▶ _Information given_:
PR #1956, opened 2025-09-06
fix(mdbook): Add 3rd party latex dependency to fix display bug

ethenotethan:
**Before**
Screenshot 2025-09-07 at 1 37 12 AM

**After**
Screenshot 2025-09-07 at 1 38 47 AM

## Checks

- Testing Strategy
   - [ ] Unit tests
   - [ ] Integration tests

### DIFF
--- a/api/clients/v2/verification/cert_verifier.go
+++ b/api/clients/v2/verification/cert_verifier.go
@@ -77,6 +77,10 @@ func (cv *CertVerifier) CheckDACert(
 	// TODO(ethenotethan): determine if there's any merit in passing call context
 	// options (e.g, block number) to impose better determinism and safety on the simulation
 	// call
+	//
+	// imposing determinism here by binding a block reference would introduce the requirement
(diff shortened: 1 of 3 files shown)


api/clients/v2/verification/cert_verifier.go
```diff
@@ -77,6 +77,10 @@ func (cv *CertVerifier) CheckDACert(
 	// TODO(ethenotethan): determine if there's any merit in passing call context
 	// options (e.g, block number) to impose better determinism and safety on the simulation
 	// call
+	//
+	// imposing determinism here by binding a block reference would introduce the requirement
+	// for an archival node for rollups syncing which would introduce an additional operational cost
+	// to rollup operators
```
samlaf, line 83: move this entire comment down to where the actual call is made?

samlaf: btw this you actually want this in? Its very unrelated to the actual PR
--
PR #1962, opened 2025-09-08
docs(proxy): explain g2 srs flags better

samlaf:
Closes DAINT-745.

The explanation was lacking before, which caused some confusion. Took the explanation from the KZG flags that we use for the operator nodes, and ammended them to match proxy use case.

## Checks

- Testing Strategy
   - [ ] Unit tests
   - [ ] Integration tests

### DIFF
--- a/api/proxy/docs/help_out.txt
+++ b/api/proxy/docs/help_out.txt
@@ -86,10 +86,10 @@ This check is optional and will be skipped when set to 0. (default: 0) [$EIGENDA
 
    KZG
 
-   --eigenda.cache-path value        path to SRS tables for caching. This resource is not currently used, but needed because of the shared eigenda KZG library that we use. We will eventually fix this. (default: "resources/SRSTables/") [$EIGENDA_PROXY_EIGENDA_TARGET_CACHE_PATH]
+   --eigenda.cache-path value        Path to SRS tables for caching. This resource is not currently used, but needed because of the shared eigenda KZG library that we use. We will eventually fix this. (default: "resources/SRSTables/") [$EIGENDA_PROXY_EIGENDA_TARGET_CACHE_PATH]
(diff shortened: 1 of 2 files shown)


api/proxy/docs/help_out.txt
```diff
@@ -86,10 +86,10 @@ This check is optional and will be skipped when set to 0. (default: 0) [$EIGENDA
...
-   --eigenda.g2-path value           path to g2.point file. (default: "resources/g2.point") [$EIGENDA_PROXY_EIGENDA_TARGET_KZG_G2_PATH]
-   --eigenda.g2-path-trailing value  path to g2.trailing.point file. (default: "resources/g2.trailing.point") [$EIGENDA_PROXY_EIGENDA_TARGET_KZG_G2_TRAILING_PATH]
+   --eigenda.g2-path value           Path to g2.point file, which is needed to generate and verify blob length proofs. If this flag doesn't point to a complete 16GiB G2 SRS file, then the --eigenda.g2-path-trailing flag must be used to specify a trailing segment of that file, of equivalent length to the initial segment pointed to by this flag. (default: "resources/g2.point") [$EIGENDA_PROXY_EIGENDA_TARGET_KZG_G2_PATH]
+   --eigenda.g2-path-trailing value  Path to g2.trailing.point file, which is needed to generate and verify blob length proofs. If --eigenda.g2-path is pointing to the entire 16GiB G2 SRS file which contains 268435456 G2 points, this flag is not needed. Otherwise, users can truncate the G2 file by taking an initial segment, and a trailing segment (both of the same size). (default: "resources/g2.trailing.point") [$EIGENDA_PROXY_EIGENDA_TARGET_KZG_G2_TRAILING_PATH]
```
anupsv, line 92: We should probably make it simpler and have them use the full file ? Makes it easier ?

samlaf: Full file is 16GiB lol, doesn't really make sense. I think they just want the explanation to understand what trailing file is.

▶ _Assignment_: Give the number of lines in the entries that contain the word "docs", without any other words.

▶ _Response to the exercise_: 4